Collected data entries
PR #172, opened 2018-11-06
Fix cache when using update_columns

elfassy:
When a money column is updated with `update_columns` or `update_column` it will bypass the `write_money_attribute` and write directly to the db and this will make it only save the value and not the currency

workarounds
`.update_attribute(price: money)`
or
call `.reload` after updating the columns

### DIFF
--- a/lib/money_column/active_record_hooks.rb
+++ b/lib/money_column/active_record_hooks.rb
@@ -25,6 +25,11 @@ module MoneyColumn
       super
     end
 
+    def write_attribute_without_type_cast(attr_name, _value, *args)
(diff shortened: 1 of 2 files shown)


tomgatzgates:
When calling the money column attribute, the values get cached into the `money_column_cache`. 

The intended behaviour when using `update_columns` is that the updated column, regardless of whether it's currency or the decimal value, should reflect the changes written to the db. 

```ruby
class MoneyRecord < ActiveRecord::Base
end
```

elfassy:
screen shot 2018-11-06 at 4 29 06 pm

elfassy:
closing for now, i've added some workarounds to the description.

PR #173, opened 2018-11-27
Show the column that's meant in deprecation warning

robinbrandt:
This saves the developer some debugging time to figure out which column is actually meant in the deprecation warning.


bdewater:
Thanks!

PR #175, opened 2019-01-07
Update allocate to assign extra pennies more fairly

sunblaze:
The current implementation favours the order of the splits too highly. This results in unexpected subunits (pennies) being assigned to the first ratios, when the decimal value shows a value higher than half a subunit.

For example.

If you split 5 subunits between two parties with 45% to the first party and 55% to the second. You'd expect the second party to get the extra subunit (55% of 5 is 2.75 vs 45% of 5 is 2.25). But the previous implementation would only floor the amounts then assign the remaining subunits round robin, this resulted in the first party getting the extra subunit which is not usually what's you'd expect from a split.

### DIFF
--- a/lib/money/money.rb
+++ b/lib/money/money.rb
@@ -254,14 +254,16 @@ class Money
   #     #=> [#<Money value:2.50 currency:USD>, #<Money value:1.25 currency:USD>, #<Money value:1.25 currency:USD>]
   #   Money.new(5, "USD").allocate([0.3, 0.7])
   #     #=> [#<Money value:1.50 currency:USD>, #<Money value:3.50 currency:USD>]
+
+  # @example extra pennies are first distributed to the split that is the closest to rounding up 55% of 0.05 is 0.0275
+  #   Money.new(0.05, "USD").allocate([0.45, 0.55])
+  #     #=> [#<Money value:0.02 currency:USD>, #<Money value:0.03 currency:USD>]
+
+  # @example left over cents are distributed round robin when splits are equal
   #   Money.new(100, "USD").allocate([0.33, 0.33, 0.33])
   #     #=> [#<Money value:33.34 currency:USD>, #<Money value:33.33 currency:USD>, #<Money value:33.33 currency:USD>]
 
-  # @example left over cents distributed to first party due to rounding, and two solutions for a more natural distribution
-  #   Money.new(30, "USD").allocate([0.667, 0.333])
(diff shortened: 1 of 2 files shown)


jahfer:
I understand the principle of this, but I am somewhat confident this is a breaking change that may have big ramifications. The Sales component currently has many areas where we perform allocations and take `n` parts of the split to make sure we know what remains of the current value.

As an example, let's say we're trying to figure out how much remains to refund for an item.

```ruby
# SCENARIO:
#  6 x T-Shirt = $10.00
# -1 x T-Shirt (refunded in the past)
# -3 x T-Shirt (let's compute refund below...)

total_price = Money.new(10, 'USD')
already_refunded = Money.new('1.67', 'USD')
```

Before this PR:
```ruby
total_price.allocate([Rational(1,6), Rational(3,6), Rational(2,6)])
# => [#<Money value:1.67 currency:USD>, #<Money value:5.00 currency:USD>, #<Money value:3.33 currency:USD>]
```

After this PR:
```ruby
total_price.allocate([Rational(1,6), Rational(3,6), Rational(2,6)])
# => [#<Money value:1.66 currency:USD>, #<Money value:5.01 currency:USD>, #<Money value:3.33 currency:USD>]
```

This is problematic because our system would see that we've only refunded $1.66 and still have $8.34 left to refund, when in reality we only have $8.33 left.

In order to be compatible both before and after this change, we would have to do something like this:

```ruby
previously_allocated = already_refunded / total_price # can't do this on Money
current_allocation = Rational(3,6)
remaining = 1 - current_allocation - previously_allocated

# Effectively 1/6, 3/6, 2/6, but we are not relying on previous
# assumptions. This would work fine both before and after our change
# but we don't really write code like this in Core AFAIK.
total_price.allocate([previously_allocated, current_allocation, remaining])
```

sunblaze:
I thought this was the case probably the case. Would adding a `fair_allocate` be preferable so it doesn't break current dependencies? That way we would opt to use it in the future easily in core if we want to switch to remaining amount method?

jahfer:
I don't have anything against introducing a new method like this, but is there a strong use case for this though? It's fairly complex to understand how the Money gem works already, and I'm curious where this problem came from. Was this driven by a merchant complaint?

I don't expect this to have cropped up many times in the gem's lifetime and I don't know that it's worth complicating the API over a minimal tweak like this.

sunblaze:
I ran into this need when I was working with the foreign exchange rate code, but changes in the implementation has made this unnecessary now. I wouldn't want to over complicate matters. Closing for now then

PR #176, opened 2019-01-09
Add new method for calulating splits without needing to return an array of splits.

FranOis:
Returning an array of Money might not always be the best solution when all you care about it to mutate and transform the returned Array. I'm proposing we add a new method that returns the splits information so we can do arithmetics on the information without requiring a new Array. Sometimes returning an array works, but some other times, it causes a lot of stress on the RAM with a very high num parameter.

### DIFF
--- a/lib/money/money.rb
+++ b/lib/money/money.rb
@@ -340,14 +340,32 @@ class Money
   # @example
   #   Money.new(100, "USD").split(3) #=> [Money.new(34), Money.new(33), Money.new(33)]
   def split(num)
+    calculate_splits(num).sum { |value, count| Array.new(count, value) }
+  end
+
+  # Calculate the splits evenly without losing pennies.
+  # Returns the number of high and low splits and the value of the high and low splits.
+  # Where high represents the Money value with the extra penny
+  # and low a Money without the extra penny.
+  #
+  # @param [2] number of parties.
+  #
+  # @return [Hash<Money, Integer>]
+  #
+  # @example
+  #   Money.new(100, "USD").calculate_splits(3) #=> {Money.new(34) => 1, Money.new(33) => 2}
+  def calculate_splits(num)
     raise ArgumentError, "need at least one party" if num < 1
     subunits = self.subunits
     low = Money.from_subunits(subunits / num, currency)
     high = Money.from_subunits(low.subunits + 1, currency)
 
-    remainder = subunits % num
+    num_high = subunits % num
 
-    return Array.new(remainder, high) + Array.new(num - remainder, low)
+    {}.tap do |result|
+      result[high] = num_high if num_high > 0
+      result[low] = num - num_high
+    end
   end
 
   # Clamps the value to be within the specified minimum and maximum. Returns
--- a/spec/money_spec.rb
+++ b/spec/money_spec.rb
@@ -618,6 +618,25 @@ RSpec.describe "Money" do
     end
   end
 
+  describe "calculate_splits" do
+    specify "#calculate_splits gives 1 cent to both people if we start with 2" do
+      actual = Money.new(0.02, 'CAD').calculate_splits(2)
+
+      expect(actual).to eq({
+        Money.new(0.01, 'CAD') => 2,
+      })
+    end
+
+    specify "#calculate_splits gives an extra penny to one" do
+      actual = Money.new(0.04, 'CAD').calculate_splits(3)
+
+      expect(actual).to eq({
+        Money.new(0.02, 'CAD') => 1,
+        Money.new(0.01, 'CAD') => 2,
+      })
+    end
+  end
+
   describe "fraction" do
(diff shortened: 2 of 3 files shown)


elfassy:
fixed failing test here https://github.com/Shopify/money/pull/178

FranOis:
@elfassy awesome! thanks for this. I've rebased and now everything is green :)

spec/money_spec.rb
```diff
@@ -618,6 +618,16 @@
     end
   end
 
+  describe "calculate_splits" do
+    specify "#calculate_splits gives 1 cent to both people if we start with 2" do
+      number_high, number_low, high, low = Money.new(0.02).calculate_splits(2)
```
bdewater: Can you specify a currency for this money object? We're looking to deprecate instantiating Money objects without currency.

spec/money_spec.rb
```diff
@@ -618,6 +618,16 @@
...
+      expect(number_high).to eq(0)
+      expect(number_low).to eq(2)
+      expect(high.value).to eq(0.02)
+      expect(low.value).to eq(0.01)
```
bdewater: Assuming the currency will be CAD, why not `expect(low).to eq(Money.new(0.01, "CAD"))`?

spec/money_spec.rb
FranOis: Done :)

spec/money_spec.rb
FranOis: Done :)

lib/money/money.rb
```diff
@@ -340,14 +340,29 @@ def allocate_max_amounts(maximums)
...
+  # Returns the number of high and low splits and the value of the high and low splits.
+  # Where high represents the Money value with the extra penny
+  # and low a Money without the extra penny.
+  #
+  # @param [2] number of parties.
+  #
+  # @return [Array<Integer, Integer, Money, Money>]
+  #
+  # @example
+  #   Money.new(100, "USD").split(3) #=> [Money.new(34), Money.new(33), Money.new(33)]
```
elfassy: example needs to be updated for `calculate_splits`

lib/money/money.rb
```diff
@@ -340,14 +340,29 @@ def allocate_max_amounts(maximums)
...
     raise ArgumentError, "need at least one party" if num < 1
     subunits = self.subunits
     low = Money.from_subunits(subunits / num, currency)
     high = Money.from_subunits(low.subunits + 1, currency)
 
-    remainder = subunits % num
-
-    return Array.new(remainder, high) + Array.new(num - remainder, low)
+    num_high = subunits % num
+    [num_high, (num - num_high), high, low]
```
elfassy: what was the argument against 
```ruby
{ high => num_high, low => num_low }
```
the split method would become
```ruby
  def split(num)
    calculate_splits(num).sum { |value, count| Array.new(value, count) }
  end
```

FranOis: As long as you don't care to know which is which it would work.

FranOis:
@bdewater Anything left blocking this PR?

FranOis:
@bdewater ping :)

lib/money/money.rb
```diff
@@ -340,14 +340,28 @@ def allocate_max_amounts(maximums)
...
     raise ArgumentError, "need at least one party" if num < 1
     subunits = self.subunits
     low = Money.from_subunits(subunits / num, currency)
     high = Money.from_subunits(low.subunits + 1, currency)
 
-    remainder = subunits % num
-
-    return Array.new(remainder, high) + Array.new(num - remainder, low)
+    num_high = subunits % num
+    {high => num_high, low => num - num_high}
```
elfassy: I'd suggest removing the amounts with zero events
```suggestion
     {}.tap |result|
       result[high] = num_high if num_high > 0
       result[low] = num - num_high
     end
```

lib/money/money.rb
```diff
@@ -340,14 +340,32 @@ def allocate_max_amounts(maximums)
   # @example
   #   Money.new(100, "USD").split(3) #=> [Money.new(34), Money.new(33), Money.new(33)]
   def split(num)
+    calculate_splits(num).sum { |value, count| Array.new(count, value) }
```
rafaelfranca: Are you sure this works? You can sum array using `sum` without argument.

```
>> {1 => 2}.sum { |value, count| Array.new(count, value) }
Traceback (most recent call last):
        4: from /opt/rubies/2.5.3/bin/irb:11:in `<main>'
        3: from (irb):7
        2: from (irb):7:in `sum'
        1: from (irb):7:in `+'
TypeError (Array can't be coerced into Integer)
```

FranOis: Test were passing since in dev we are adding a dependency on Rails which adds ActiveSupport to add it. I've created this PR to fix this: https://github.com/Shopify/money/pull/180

ASSIGNED TASK -> Please copy out each line in the entries that mentions the string "understand".

ANSWER SECTION ->
I understand the principle of this, but I am somewhat confident this is a breaking change that may have big ramifications. The Sales component currently has many areas where we perform allocations and take `n` parts of the split to make sure we know what remains of the current value.
I don't have anything against introducing a new method like this, but is there a strong use case for this though? It's fairly complex to understand how the Money gem works already, and I'm curious where this problem came from. Was this driven by a merchant complaint?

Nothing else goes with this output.